BEGIN Working data

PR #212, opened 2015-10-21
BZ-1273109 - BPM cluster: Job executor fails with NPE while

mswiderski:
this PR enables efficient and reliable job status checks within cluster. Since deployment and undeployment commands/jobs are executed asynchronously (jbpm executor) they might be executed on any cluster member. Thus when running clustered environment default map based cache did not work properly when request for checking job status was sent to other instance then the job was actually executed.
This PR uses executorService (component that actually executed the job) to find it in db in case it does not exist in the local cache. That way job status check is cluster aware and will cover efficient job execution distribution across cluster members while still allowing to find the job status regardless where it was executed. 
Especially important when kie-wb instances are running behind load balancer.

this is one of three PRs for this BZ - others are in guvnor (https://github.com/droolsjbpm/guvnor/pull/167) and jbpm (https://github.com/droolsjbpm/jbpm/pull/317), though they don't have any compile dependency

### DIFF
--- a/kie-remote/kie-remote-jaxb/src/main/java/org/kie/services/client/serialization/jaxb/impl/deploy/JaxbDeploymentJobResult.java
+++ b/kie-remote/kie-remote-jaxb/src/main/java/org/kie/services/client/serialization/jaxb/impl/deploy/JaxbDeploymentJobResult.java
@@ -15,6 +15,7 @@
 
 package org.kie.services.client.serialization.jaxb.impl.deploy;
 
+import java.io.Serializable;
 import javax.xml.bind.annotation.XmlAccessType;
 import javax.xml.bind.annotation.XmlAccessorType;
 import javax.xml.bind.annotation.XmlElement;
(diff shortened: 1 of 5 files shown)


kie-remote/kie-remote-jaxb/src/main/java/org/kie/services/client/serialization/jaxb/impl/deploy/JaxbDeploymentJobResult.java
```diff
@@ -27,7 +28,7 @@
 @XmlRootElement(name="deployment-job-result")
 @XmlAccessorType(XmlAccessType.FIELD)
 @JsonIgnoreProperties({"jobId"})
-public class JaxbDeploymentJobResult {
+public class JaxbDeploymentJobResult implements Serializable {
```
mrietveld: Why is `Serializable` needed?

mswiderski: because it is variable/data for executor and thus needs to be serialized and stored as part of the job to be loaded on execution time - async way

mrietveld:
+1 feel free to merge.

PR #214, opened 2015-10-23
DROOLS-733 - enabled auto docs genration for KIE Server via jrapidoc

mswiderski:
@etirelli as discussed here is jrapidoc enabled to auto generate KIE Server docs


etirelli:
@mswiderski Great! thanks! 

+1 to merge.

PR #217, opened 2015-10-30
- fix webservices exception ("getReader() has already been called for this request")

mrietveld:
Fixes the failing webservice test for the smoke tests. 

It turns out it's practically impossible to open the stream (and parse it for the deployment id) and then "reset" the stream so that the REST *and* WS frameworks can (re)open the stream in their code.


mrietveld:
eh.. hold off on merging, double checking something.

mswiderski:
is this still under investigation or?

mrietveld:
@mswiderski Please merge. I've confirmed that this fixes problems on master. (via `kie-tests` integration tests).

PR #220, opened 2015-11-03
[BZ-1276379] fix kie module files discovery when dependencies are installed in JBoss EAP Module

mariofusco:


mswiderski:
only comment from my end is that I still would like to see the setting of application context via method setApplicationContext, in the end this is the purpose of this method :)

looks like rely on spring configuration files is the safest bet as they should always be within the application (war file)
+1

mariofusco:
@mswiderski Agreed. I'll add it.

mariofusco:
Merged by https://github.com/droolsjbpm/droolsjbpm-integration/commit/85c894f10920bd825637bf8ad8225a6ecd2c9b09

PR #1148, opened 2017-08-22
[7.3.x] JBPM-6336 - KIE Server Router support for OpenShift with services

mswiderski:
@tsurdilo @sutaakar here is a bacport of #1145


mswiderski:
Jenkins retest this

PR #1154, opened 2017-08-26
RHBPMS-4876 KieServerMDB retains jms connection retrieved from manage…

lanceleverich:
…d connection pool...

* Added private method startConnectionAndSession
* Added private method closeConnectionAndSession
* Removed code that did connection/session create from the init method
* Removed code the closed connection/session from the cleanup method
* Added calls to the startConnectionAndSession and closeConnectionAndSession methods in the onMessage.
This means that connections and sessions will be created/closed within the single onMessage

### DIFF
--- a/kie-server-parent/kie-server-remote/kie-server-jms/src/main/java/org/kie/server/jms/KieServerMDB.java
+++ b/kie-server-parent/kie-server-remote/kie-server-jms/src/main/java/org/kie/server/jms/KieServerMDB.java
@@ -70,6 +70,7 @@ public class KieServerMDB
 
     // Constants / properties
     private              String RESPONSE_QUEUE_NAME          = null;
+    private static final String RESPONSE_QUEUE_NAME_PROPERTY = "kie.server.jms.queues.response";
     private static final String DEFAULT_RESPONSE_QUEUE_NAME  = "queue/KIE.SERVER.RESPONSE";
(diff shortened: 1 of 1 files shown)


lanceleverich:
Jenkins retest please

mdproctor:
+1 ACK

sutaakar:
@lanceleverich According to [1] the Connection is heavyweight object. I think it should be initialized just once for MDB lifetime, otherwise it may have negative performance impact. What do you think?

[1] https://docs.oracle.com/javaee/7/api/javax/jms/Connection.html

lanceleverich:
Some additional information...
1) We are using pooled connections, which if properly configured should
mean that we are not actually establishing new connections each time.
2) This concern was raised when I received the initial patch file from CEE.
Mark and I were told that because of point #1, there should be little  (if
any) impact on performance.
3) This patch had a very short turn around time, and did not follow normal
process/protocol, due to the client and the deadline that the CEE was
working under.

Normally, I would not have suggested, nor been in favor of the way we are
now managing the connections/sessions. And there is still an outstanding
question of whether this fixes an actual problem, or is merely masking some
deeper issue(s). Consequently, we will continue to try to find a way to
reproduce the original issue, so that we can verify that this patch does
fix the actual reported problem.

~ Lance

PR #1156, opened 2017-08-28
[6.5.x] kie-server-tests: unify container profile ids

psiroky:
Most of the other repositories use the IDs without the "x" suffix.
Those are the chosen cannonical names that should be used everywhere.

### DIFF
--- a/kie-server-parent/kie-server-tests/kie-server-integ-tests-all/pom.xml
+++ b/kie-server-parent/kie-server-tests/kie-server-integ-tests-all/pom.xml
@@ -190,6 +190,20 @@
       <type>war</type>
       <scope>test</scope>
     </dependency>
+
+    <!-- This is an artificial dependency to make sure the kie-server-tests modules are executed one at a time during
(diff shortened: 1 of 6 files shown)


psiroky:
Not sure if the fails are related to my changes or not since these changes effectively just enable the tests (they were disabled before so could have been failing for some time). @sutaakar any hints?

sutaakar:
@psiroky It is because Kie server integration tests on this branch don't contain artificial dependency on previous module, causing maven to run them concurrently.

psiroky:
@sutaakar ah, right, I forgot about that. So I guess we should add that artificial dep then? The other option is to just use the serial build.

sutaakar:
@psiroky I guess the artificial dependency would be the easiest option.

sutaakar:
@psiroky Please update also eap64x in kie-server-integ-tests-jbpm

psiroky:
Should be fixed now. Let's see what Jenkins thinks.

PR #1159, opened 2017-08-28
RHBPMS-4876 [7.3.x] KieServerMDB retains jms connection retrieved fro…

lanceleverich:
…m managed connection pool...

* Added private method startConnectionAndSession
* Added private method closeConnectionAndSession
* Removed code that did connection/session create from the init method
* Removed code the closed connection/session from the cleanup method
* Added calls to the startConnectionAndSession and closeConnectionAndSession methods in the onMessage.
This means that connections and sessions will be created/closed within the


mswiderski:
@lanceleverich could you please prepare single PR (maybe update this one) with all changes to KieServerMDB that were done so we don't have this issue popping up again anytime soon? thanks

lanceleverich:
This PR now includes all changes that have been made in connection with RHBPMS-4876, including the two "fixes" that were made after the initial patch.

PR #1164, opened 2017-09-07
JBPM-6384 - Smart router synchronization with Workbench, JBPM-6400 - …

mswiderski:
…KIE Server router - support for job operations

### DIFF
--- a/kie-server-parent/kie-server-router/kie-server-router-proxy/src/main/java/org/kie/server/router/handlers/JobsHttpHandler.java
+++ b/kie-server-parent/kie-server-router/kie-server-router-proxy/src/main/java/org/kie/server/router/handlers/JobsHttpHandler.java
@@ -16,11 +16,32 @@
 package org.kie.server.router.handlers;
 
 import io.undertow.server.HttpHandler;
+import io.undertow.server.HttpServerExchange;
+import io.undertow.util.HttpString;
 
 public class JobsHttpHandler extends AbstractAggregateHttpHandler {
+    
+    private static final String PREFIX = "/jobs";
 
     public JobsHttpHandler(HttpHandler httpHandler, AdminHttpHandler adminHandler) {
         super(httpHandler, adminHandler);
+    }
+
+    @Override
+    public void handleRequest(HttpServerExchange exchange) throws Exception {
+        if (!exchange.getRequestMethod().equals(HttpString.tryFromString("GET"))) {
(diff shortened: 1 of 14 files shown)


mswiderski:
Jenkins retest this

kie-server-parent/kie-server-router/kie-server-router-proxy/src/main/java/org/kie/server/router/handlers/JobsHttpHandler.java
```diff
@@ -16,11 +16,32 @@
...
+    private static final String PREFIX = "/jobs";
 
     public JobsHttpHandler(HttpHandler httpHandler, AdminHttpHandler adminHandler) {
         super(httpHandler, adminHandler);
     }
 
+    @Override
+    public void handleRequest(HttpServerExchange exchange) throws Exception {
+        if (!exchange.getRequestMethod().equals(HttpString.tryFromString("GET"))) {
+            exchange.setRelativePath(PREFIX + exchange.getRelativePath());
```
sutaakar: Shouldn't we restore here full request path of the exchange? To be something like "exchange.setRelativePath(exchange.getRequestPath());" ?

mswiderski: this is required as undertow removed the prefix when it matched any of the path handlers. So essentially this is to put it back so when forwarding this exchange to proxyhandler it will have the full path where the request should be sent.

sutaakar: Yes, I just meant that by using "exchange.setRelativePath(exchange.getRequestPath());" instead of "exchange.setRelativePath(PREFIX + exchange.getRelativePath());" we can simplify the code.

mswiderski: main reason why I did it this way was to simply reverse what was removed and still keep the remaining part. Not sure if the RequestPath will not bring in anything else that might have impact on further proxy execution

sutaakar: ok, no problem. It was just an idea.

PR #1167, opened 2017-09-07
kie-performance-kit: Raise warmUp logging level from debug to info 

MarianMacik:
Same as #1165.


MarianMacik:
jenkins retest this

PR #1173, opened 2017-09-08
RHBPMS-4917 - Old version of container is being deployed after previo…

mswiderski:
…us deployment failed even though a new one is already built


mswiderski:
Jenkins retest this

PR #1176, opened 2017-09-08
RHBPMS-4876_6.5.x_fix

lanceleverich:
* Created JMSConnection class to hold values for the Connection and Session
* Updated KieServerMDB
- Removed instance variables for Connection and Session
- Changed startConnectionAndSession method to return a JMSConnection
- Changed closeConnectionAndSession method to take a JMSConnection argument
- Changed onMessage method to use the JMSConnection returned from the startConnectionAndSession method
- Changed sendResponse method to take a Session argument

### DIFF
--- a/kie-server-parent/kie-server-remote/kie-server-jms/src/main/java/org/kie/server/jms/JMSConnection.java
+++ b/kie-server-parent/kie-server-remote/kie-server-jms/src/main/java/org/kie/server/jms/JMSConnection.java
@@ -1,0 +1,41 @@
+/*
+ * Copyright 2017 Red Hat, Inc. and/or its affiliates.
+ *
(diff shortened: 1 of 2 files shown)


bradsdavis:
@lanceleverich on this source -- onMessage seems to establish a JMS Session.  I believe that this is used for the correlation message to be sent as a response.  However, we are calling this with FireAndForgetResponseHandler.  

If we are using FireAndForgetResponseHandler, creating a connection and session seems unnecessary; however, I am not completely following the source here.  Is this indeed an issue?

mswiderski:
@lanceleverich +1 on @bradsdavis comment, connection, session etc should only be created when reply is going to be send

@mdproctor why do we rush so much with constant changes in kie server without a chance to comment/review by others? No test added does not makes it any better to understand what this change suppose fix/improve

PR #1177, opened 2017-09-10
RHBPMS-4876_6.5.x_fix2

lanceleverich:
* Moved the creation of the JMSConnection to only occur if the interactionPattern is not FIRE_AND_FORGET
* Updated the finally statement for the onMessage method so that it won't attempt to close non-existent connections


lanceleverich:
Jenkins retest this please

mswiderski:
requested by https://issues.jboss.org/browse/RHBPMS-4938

END Working data
BEGIN Working data

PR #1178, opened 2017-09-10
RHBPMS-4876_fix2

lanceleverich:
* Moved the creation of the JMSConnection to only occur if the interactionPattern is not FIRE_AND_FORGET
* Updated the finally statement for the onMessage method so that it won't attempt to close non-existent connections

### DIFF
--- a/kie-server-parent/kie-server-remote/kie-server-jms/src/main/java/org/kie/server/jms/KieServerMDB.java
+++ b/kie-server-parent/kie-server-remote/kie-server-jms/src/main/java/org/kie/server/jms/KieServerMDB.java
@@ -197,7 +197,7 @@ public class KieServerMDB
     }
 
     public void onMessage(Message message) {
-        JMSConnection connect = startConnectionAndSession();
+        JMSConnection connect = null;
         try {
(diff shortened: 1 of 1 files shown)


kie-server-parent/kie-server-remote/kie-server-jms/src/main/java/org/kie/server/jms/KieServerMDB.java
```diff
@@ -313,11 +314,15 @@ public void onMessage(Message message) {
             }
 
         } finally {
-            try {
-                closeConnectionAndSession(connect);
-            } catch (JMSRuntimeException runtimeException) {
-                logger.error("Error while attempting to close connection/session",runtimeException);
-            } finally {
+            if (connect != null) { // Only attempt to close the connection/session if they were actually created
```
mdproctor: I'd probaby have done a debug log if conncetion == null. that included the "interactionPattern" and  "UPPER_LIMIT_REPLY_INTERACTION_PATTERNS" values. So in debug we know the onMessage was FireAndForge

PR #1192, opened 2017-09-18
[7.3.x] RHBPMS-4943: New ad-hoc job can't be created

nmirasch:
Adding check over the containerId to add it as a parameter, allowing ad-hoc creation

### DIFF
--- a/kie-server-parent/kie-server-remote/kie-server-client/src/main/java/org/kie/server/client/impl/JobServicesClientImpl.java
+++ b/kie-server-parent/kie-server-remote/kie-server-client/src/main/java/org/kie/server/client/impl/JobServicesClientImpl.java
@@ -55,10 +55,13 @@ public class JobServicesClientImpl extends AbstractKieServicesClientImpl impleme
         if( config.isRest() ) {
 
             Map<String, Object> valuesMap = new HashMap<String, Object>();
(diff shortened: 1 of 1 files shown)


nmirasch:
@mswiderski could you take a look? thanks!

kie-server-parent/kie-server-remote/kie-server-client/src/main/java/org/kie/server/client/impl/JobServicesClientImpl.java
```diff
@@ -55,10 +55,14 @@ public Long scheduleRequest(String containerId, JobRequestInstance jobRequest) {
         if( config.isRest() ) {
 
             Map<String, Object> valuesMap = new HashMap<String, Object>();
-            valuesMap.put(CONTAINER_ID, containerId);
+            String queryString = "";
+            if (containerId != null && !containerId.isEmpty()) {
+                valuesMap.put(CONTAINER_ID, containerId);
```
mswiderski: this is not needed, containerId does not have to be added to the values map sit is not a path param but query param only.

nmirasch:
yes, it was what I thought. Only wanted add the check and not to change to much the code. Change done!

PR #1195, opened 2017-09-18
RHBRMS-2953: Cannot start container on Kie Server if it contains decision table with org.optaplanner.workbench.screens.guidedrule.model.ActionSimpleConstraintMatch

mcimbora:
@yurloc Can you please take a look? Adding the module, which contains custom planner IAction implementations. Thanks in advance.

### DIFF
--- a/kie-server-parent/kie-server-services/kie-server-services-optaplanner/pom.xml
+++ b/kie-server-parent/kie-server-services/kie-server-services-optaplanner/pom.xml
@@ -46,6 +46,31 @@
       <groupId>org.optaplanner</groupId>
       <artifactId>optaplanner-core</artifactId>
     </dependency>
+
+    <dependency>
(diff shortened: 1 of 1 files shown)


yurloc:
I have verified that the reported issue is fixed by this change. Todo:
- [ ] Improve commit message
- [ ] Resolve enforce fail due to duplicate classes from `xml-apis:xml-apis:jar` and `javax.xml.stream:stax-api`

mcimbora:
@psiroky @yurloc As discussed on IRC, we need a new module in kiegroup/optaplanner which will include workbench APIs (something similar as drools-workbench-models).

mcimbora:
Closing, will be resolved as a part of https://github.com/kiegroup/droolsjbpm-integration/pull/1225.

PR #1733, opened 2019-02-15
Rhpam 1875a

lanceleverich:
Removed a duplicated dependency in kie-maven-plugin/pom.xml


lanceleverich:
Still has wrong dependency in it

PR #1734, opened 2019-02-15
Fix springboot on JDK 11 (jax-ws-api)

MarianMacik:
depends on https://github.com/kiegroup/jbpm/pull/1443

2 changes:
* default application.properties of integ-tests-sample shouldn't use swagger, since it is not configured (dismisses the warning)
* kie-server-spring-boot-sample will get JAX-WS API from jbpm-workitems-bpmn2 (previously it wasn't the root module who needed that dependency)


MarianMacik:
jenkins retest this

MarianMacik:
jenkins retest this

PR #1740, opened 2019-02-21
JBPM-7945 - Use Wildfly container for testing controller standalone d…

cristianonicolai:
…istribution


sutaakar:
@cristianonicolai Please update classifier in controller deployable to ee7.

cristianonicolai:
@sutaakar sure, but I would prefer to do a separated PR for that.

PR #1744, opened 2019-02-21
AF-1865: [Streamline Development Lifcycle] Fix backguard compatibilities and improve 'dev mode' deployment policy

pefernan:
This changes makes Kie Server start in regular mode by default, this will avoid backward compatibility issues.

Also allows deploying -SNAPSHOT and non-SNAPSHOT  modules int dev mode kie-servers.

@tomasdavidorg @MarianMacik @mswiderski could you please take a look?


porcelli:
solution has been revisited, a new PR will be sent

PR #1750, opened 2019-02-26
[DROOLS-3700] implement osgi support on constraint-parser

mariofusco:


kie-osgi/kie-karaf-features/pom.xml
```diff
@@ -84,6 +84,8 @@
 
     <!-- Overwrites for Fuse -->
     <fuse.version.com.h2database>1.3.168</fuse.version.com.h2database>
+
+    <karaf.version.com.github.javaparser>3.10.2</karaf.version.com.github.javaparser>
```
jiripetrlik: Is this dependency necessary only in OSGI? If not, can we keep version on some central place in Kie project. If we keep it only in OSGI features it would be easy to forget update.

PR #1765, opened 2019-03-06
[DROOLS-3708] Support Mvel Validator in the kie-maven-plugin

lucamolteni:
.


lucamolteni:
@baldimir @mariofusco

END Working data

Scan the records above for the word "keep" and return every line where it occurs.

= Answer box =
mswiderski: main reason why I did it this way was to simply reverse what was removed and still keep the remaining part. Not sure if the RequestPath will not bring in anything else that might have impact on further proxy execution
jiripetrlik: Is this dependency necessary only in OSGI? If not, can we keep version on some central place in Kie project. If we keep it only in OSGI features it would be easy to forget update.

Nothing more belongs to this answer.